> [Work required]: For each line below that holds the string "outside", add one to a tally; report that tally alone.

[Stored data]
·····
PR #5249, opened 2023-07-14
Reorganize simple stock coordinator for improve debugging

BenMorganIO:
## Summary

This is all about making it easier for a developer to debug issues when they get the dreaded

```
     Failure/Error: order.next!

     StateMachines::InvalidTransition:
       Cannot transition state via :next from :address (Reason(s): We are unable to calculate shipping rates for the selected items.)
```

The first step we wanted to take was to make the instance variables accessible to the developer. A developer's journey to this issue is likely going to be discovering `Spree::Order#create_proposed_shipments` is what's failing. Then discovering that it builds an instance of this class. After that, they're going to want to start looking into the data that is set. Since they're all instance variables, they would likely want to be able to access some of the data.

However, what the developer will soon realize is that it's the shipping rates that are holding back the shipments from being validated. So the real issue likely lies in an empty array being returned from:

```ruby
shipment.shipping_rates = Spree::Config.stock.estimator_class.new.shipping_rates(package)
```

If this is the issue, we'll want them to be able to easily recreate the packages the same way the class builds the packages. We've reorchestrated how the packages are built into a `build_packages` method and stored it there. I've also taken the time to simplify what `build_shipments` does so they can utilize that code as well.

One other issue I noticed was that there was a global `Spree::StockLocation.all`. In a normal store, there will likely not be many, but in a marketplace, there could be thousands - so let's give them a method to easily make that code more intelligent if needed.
·····
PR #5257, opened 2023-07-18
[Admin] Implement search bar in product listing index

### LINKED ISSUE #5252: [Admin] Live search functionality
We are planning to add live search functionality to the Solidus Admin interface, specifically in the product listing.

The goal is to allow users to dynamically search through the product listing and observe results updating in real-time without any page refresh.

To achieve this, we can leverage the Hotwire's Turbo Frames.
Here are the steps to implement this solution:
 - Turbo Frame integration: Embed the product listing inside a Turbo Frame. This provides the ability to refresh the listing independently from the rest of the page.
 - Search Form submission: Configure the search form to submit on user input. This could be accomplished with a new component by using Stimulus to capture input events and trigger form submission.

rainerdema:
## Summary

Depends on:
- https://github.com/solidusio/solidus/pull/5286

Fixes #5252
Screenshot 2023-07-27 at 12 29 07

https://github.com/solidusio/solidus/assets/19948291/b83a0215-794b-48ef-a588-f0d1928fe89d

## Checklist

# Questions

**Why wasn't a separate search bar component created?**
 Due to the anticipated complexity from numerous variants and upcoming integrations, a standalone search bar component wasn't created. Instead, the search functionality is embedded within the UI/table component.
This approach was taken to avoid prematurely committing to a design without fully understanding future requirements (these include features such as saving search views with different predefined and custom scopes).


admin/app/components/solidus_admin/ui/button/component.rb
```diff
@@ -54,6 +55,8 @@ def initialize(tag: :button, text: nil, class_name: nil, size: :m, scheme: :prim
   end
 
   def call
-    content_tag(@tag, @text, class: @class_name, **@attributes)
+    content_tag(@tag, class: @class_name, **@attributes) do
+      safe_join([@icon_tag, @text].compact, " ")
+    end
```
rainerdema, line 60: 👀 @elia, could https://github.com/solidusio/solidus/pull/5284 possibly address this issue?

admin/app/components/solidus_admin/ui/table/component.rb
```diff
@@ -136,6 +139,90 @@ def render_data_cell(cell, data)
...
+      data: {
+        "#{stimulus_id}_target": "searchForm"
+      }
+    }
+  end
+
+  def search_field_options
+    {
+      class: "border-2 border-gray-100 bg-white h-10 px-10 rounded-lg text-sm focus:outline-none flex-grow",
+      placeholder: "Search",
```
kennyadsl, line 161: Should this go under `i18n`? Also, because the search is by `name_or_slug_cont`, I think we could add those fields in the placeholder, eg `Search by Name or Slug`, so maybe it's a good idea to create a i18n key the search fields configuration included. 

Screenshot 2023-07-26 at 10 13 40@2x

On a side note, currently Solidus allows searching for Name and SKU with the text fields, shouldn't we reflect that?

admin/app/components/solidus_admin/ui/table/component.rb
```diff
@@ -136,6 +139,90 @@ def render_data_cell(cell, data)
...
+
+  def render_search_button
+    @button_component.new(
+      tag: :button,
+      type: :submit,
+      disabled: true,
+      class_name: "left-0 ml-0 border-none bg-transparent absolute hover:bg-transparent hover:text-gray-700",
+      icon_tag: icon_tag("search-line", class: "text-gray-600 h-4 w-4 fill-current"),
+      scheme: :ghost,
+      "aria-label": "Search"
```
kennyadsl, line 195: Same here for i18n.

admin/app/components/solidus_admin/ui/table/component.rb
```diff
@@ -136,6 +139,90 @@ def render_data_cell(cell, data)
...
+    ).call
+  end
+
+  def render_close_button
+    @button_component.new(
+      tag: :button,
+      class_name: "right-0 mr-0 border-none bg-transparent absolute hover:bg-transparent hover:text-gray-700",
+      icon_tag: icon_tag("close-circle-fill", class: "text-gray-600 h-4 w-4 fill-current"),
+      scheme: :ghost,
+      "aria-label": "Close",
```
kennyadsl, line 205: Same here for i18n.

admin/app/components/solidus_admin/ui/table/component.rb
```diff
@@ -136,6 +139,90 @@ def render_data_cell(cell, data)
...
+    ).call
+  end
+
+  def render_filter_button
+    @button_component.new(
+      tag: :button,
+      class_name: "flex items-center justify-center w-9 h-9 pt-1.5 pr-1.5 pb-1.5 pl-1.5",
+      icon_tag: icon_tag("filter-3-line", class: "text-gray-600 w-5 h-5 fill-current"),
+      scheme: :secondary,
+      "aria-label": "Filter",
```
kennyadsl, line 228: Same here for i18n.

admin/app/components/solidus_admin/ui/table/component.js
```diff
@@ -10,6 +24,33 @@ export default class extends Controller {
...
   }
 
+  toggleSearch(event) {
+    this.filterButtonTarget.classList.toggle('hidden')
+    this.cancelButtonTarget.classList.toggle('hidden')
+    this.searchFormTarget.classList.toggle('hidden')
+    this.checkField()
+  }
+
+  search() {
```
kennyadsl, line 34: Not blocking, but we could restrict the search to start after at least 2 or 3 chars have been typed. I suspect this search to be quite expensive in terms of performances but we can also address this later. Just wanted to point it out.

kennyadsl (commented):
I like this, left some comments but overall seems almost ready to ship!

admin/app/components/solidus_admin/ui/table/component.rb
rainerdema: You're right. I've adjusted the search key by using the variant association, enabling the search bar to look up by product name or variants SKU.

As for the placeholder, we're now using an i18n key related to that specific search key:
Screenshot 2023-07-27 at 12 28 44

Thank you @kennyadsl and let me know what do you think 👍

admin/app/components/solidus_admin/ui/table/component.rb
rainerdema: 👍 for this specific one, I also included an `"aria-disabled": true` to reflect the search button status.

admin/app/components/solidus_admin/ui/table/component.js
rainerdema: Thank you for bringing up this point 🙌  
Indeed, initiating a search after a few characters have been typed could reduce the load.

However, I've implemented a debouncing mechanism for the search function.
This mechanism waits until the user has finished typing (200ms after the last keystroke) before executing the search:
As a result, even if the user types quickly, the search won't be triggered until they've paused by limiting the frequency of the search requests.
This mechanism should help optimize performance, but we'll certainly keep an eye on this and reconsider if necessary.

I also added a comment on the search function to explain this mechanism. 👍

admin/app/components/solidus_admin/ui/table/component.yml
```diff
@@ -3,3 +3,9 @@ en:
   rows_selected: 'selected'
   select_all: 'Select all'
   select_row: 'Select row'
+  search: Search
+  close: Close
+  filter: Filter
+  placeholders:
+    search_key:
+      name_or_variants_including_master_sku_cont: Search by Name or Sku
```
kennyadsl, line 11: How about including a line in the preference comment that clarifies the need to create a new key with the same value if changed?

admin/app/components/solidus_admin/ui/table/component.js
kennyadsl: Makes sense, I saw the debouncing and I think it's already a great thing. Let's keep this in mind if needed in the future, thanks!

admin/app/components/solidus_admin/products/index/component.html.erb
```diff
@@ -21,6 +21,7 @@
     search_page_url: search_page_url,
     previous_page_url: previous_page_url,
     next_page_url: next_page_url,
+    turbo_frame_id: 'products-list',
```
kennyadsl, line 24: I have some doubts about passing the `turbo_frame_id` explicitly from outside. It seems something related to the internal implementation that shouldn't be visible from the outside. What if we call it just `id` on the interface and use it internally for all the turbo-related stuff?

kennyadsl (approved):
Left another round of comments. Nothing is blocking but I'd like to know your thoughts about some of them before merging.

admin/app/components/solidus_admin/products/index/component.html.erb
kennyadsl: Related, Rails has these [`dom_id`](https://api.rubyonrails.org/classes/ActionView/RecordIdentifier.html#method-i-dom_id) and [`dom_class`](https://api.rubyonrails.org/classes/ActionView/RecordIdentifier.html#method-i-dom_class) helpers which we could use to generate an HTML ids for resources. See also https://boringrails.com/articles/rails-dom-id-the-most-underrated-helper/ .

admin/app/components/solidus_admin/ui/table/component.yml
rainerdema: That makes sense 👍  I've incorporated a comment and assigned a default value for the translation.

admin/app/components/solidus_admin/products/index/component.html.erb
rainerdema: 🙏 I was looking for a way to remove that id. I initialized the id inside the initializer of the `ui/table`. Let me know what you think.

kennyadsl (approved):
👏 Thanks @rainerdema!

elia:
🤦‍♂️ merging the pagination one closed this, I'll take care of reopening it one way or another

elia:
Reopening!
·····
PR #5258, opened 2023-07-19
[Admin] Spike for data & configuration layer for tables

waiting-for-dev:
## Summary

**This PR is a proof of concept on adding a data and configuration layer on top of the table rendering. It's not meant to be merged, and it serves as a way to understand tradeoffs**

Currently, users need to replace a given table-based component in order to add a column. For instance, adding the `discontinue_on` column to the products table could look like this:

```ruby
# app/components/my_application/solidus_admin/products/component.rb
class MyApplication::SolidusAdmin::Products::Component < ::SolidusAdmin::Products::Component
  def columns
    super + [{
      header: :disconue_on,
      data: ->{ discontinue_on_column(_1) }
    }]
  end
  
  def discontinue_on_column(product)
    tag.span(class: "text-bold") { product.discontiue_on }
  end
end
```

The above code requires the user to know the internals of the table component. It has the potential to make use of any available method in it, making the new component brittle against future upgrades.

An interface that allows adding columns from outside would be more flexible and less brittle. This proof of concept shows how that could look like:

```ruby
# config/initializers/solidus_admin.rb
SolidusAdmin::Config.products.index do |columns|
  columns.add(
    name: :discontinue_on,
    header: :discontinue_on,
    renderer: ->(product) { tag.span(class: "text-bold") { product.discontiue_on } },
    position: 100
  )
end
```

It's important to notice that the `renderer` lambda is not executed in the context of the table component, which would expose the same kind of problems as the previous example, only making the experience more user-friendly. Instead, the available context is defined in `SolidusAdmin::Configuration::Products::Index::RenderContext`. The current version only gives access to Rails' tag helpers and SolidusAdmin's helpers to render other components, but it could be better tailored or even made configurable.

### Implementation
·····
> [Output below]: 2